▸ Task to carry out
Would you restate all the data that follows, word for word?

[Items listed in a dataset]
○ ○ ○ ○ ○ ○ ○

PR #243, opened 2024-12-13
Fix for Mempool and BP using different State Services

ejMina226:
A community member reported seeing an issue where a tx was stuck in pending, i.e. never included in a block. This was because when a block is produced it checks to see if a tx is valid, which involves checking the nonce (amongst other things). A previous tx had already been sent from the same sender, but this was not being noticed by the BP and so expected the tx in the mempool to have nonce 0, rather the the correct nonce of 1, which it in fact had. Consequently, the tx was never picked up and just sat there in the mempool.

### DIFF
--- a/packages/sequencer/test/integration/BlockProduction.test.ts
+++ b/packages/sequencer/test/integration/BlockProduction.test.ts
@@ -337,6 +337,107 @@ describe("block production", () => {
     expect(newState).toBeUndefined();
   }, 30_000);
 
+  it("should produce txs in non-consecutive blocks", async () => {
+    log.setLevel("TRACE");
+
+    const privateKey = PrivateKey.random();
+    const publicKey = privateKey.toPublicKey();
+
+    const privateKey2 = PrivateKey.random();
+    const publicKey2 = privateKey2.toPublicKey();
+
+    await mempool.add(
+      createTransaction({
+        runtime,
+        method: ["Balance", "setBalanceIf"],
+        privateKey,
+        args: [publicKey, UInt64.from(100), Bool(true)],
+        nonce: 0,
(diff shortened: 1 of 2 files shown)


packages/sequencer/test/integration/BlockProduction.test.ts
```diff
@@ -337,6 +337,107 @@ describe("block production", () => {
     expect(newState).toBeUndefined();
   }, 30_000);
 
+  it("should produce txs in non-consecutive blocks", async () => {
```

○ ○ ○ ○ ○ ○ ○

▸ Exercise answer
PR #243, opened 2024-12-13
Fix for Mempool and BP using different State Services

ejMina226:
A community member reported seeing an issue where a tx was stuck in pending, i.e. never included in a block. This was because when a block is produced it checks to see if a tx is valid, which involves checking the nonce (amongst other things). A previous tx had already been sent from the same sender, but this was not being noticed by the BP and so expected the tx in the mempool to have nonce 0, rather the the correct nonce of 1, which it in fact had. Consequently, the tx was never picked up and just sat there in the mempool.

### DIFF
--- a/packages/sequencer/test/integration/BlockProduction.test.ts
+++ b/packages/sequencer/test/integration/BlockProduction.test.ts
@@ -337,6 +337,107 @@ describe("block production", () => {
     expect(newState).toBeUndefined();
   }, 30_000);
 
+  it("should produce txs in non-consecutive blocks", async () => {
+    log.setLevel("TRACE");
+
+    const privateKey = PrivateKey.random();
+    const publicKey = privateKey.toPublicKey();
+
+    const privateKey2 = PrivateKey.random();
+    const publicKey2 = privateKey2.toPublicKey();
+
+    await mempool.add(
+      createTransaction({
+        runtime,
+        method: ["Balance", "setBalanceIf"],
+        privateKey,
+        args: [publicKey, UInt64.from(100), Bool(true)],
+        nonce: 0,
(diff shortened: 1 of 2 files shown)


packages/sequencer/test/integration/BlockProduction.test.ts
```diff
@@ -337,6 +337,107 @@ describe("block production", () => {
     expect(newState).toBeUndefined();
   }, 30_000);
 
+  it("should produce txs in non-consecutive blocks", async () => {
```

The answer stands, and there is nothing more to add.